Stored data entries
PR #2442, opened 2023-12-19
Fixes #2419. Add/update tests according to the recent spec changes

### LINKED ISSUE #2419: Add co19 tests for the new specification changes
Dart specification changes are 
- Correct grammar rule for <typeNotVoidNotFunction> to allow import prefix on `Function` https://github.com/dart-lang/language/commit/b44b0f487ae87d28b4f52db00937be57860efcdf
- Correct constant expression spec per language#3468 (language#3495) https://github.com/dart-lang/language/commit/b92280e53da5464ca9486465d5e2b5fc907c1c45

sgrekhov:


eernstg (approved):
LGTM.

However, one thing might need a couple of new tests: The real change for `e1 ~/ e2` is that `e1` and `e2` can have the types `int` or `double` in any combination (previously they had to be `int`).

Did we already test the variants involving `double` operands to `~/` in constant expressions? (in spite of the fact that it was specified to be an error ;-)

If we only have `int` tests then we should have a couple of new tests with doubles and mixtures.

* REQUIRED ACTION
Print all of the data exactly as it was given.

* RESPONSE TO THIS TASK
PR #2442, opened 2023-12-19
Fixes #2419. Add/update tests according to the recent spec changes

### LINKED ISSUE #2419: Add co19 tests for the new specification changes
Dart specification changes are 
- Correct grammar rule for <typeNotVoidNotFunction> to allow import prefix on `Function` https://github.com/dart-lang/language/commit/b44b0f487ae87d28b4f52db00937be57860efcdf
- Correct constant expression spec per language#3468 (language#3495) https://github.com/dart-lang/language/commit/b92280e53da5464ca9486465d5e2b5fc907c1c45

sgrekhov:


eernstg (approved):
LGTM.

However, one thing might need a couple of new tests: The real change for `e1 ~/ e2` is that `e1` and `e2` can have the types `int` or `double` in any combination (previously they had to be `int`).

Did we already test the variants involving `double` operands to `~/` in constant expressions? (in spite of the fact that it was specified to be an error ;-)

If we only have `int` tests then we should have a couple of new tests with doubles and mixtures.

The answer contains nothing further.